What this task involves:
Copy out each line of the listing below that contains the word "clean".
--*--
Issue #759, opened 2026-09-12
A permanently unpullable manifest entry keeps the query gate red until the process restarts


xe-nvdk:
Follow-up from #747. Pre-existing and broader than that issue: it affects the whole permanently-unpullable class, not only invalid paths.

`catchupFailedPaths` is cleared only by `clearCatchUpFailureLocked` (`internal/cluster/filereplication/puller.go`), called only from `finishEntry` on a **successful pull of the same path**. Nothing else clears it. So when `query.gate_on_catchup` is enabled and a catch-up-tagged entry can never be pulled, `FullyCaughtUp()` stays false for the life of the process, and the node answers 503 to every query.

Two ways to get there:

1. A file no peer holds. `job.go` already says so in as many words: those entries stay in the manifest and catch-up pulls "will return ErrFileNotOnPeer forever until operator intervention or the periodic Phase 5 reconciler".
2. A manifest entry whose key no backend can address (#747). Quarantined now, and deliberately still counted against the gate, because the file really is absent and the read path is a glob that would silently return fewer rows.

Removing the offending entry from the cluster manifest is the operator's remedy in both cases, and today it does not help: the gate only reopens on restart. #747's log line says this explicitly so the advice is at least accurate, but the behaviour is still wrong.

## The fix

Wire the FSM delete callback (`coordinator.go` `onDelete`, fired from `fsm.go`) to `clearCatchUpFailure(path)`. Removing the manifest entry then reopens the gate without a restart, which is what makes a strict gate affordable, and it is the missing link between reconciliation reporting an unfixable entry and an operator being able to act on it.

Worth checking at the same time whether `catchupDroppedPaths` needs the same treatment.

Note for whoever picks this up: there is currently **no way to delete a manifest entry by path**. `/api/v1/cluster/files` is GET-only, the row-delete path reaches the Raft delete only after `read_parquet` opens the file, and retention builds eligibility from file metadata it also cannot read. So for the #747 class specifically, the escape hatch this issue describes needs `DELETE /api/v1/cluster/files?path=` to exist first, or the self-heal has nothing to trigger it.

Thundercloud12:
working on this!

xe-nvdk:
> working on this!

You are unstoppable! Thank you!

xe-nvdk:
[...]

PR #790, opened 2026-09-14
feat(cluster): add DELETE /api/v1/cluster/files and reopen query gate…

Thundercloud12:
Follow-up to #747 / Addresses #759

## Summary

When a file in the cluster manifest cannot be pulled during catch-up—for example, because no peer holds the file or the storage key is invalid under #747—`puller.catchupFailedPaths` permanently records the failure.

With `query.gate_on_catchup=true`, this causes `FullyCaughtUp()` to remain `false`, resulting in HTTP 503 responses for the remaining lifetime of the process.

Previously, removing the offending entry from the cluster manifest did not notify the puller that the failed path had been removed. As a result, operators had to restart the process to reopen the query gate.

Additionally, there was no HTTP endpoint for removing a manifest entry by path.

### 1. `DELETE /api/v1/cluster/files?path=` API

* Added `handleDeleteFile` to `internal/api/cluster.go`.
* Added admin authentication for the endpoint.
* Validates the `path` query parameter:

  * Returns `400 Bad Request` if `path` is empty.
  * Returns `404 Not Found` if the path does not exist in the manifest.
* Invokes `coordinator.DeleteFileFromManifest(path, reason)` through Raft consensus.
* Added unit test coverage in `internal/api/cluster_test.go`.

### 2. Self-Healing Query Gate

* Exported `ClearCatchUpFailure(path)` and `ClearCatchUpDrop(path)` on `filereplication.Puller`.
* Wired the FSM `onDelete` callback in `Coordinator.startFilePullerLocked` to invoke both methods when a manifest entry is deleted.
* Added integration test `TestPhase3CatchUpManifestDeleteHealsGate`.
* The integration test verifies that deleting a failed catch-up entry:

  1. Clears the recorded catch-up failure.
  2. Causes `FullyCaughtUp()` to transition from `false` to `true`.
  3. Reopens the query gate without requiring a process restart.

### 3. Release Notes

Updated `RELEASE_NOTES_2026.09.2.md` to document:

* The new `DELETE /api/v1/cluster/files?path=` endpoint.
* The self-healing behavior of the query gate after removing a failed manifest entry.

## Verification

The following checks pass successfully:

```bash
go test -race -v -run TestClusterHandler_DeleteFile ./internal/api
go test -race -v -run TestPhase3CatchUpManifestDeleteHealsGate ./internal/cluster
go test -race ./internal/cluster/filereplication/...
gofmt -l
```

All modified files are `gofmt` clean.


Thundercloud12:
@xe-nvdk please havbe a look at this one too, a big one as compared to the other's i think i shopuld have broken into two pr one for api and one for the implementation, please let me know if any changes!!

xe-nvdk (changes requested):
Thanks for taking this one, and you were right on both counts: it is bigger than the others, and it should be two PRs. Below is what I found, how I found it, and the split I'd suggest. Verified first: builds under both tag sets, gofmt and vet clean on the touched files, the cluster, file-replication and API suites under `-race`, a second reviewer working the cluster-operations and security checklists, and a live three-writer-plus-reader cluster built from this branch.

**1. The endpoint deletes files, and nothing about it says so (blocking).** On `main`, the FSM delete callback does not stop at the manifest: on every node with local storage it enqueues a real `backend.Delete` for the path (`coordinator.go` `onDelete` → delete-worker pool, 500 ms grace, then unlink), and Raft applies the entry on every node. I ran it live: a file present on all three writers, `DELETE /api/v1/cluster/files?path=…` with no other parameter, 200, and within six seconds the file was gone from every writer. That is the right mechanism for the case #759 describes, where no node holds bytes, but on a healthy path it is a cluster-wide, unrecoverable delete in one admin request, and the PR body, the handler comment and the release note all describe it as removing a manifest entry. On S3/Azure the effect flips: nothing is unlinked and the object becomes an orphan for the Phase 5 reconciler. So:
- require `?confirm=true` and refuse with 400 otherwise, the way `DELETE /api/v1/databases/:name` already does for a destructive admin call;
- say what it does, in the handler comment, the note and the docs: removes the manifest entry; on local-storage nodes, deletes the file on every node; on shared backends, leaves an orphan object;
- log at Warn with node, path and reason, and get the target into the audit trail: the global audit middleware records `api.delete` with actor and status but never captures the query string, so today the audit row does not say which file was deleted. Either move the path into the URL (`/api/v1/cluster/files/*`) like `DELETE /cluster/nodes/:id`, or add it to the audit event.

**2. The self-heal can make the permanent-red state it exists to cure (blocking).** `FullyCaughtUp` needs `catchup_failed == 0`, and a catch-up pull records its failure in the deferred `finishEntry` only after the retries run out: up to three attempts per peer with a 60 s fetch timeout each, so minutes, during which the operator sees the entry failing and deletes it. In that ordering the callback's clear is a no-op (nothing recorded yet), the worker then gives up, `isCatchUpPath` is still true, and `catchup_failed` becomes 1 with no way to clear it: a second API call gets 404 because the entry is gone, and `applyDeleteFile` returns before invoking the callback when the path is not in the manifest. Only a restart heals, which is #759's symptom. The second reviewer reproduced it in a throwaway in-package test (`markCatchUp+inflightAdd → ClearCatchUpFailure/Drop → finishEntry(failed)` ⇒ `FullyCaughtUp=false`, `catchup_failed=1`). Fix: replace the two exported clears with one `puller.OnManifestDelete(path)` that, under `inflightMu` in a single critical section, clears the failure, clears the drop, and **removes the catch-up tag**, so a later `finishEntry` neither counts the failure nor double-decrements (both clears are already membership-guarded). Add that ordering as a test.

**3. Test scaffolding in production code, including a non-consensus FSM write (required).** `NewTestCoordinator`, `SetRaftFSM`, the three `*ForTest` hooks on the puller (unused by any test), and the `raftNode == nil && raftFSM != nil` branch in `DeleteFileFromManifest` that applies a command straight to the FSM with a fabricated `Index: 1`. I traced the constructor: the FSM and the Raft node are created in the same block and a node failure aborts construction, so that branch is unreachable in every supported mode, which means it exists only so the API unit test can run without Raft. It is a one-node, no-quorum mutation sitting in the method every retention, compaction and delete caller uses; a refactor that ever separates the two constructions turns it live. Remove all of it. The API handler needs two methods: use the pattern `delete.go` already has (`DeleteCoordinator` interface with `GetFileEntry`) — an unexported interface field set to the coordinator in the constructor and stubbed in `cluster_test.go`. For the real path, `package cluster` tests already build a coordinator around a bootstrapped Raft node (`filereplication_integration_test.go`, `multi_writer_integration_test.go`); one test driving `DeleteFileFromManifest → raftNode.DeleteFile → FSM → onDelete → puller` through production wiring is what proves the feature, since today all five handler tests exercise only the scaffolding branch and the integration test hand-wires the callback rather than going through `startFilePullerLocked`.

**4. Smaller things to fold in:**
- Map `errors.Is(err, raft.ErrManifestApply)` (no leader, leader unreachable, apply timeout) to 503 with `Retry-After`, as `delete.go` and `compaction.go` do for retry-later, instead of 500 with the raw error string.
- Run `clusterraft.ValidateManifestPath` on `path` before the manifest lookup, and cap `reason` (it goes into the Raft log and every node's logs unbounded).
- The dead `if puller != nil` (the closure captures a non-nil puller by construction) and the two lowercase shims kept only for `puller_test.go`.
- Release notes: the self-heal is a bug fix; the endpoint is a new feature and belongs in a `## New` entry, with the effect from item 1 stated plainly and "immediately clears" dropped (item 2). Docs: the enterprise clustering page (`configuration/clustering.md`, per-endpoint curl section) and the API reference overview both need the endpoint; separate docs PR.

**The split I'd suggest, and the order:** PR 1 = `OnManifestDelete` on the puller, the coordinator wiring, and an in-package test through a real bootstrapped Raft node. Small, a pure bug fix, closes the mechanism #759 describes, needs no scaffolding. PR 2 = the endpoint, with confirm, validation, the 503 mapping, the audit target, interface-based handler tests, the `## New` note and the docs pages. They don't depend on each other at the code level, and keeping them apart means the destructive endpoint gets reviewed on its own terms.

For the record: auth is present and wired (`filesGroup.Use(auth.RequireAdmin)`, constructor gets the auth manager), manifest-before-storage ordering is correct (Raft delete first, local unlink from the callback), and the live run's healthy-path checks were clean. I still owe you the live #759 scenario end to end (reader started against an unpullable entry, 503, DELETE, 200); it is blocked on license activation slots on my side, not on your code, and I'll add it as a comment when it runs.

Thundercloud12:
@xe-nvdk got it, for now I will be closing this pr to move it out of your backlog and in the coming days open two seperate pr's as suggested, thanks!

xe-nvdk:
Live follow-up on item 2, both orderings, on a three-writer + gated-reader cluster built from 7374b2c (`ARC_CLUSTER_QUERY_GATE_ON_CATCHUP=true` on the reader).

**Ordering 1 — the pull fails first, then the DELETE: the PR works.** Reader stopped, a file written and flushed on the leader and replicated to all writers, the file removed from every writer, reader started. Its startup catch-up found the entry, every peer answered not-found, and the pull gave up after about 2 s (`catchup_failed=1`, query → 503). `DELETE /api/v1/cluster/files?path=…` on the leader → 200, and 1.2 s later the reader answered 200 with no restart. That is #759 healed, and it is the part of this PR that should ship.

**Ordering 2 — the DELETE lands while the pull is still in flight: the gate stays red until a restart.** Same setup, with one follower paused so the reader's fetch to it hangs. (Correction to my review: the handshake deadline is 5 s, so three attempts is about 15 s in flight, not minutes; the 60 s fetch timeout only applies to a peer that accepts the handshake and then stalls. Fifteen seconds is still a wide-open window for an operator watching a failing entry.) Timeline from the reader's logs and the 503 body:

```
17:52:22  reader up, query → 503        catchup_inflight=1 catchup_failed=0
17:52:22  DELETE …/cluster/files?path=…  → 200
17:52:22  reader FSM: "File removed from cluster manifest"   ← the clear runs here; nothing recorded yet
17:52:37  reader puller: "File pull giving up after max attempts"
17:52:39  query → 503                    catchup_inflight=0 catchup_failed=1
17:53:04  follower unpaused, cluster fully healthy → still 503
17:53:04  second DELETE of the same path → 404   (entry gone; the FSM returns before the callback)
17:53:20  docker restart reader → 200
```

So on this branch an operator who runs the DELETE while the entry still shows as in-flight lands in exactly the state #759 describes, and the API can no longer get them out of it. The fix is the one in the review: a single `puller.OnManifestDelete(path)` that, under `inflightMu`, clears the failure, clears the drop, and removes the catch-up tag, so the later `finishEntry` has nothing to count. The repro is cheap enough to go in the test plan: `deploy/docker-compose/enterprise-local`, reader with the gate env set, `docker stop` the reader, write + flush on the leader, `rm` the file on all three writers, `docker pause` a non-leader writer, `docker start` the reader, DELETE within ~10 s of the first 503, then watch `catchup_failed` in the 503 body.

Item 1 also reproduced on this build: a file present on every node, DELETE with no confirm parameter → 200, and the file was gone from all four nodes within 6 s.

xe-nvdk:
Filed the two findings as tracking issues for the split: #794 is the spec for the endpoint PR (confirm, wording, audit target, validation, 503 mapping, no scaffolding), #795 is the in-flight ordering the self-heal PR has to handle on top of #759. Point PR 1 at #759 + #795 and PR 2 at #794 and you will have everything from the review in one place each.

xe-nvdk:
@Thundercloud12 to take one of the two off your plate: we will do the self-heal half (#759 + #795) on our side today, since it is small and it blocks the endpoint's integration test. The endpoint half (#794) is yours whenever you are ready, and once #795 is in, your test can assert the gate reopens. Thanks again for the digging on #790, the live runs confirmed the approach.

xe-nvdk:
@Thundercloud12 the self-heal half is merged: #800 closes #759 and #795 (release note credits your #790 groundwork). Two things worth knowing for the endpoint PR (#794): with #800 in, the reader forgets the entry on the FSM delete callback in every ordering, so your endpoint only has to issue the Raft delete (`DeleteFileFromManifest`) and the gate reopens by itself; and while running it live I hit #799 (a reader's startup walk can run before its log replay), which is unrelated to the endpoint but will show up as a 200 instead of a 503 if you test with a freshly restarted reader, so seed the entry while the reader is up, as the harness in #795's comment does.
--*--
Solution to the problem:
All modified files are `gofmt` clean.
Thanks for taking this one, and you were right on both counts: it is bigger than the others, and it should be two PRs. Below is what I found, how I found it, and the split I'd suggest. Verified first: builds under both tag sets, gofmt and vet clean on the touched files, the cluster, file-replication and API suites under `-race`, a second reviewer working the cluster-operations and security checklists, and a live three-writer-plus-reader cluster built from this branch.
For the record: auth is present and wired (`filesGroup.Use(auth.RequireAdmin)`, constructor gets the auth manager), manifest-before-storage ordering is correct (Raft delete first, local unlink from the callback), and the live run's healthy-path checks were clean. I still owe you the live #759 scenario end to end (reader started against an unpullable entry, 503, DELETE, 200); it is blocked on license activation slots on my side, not on your code, and I'll add it as a comment when it runs.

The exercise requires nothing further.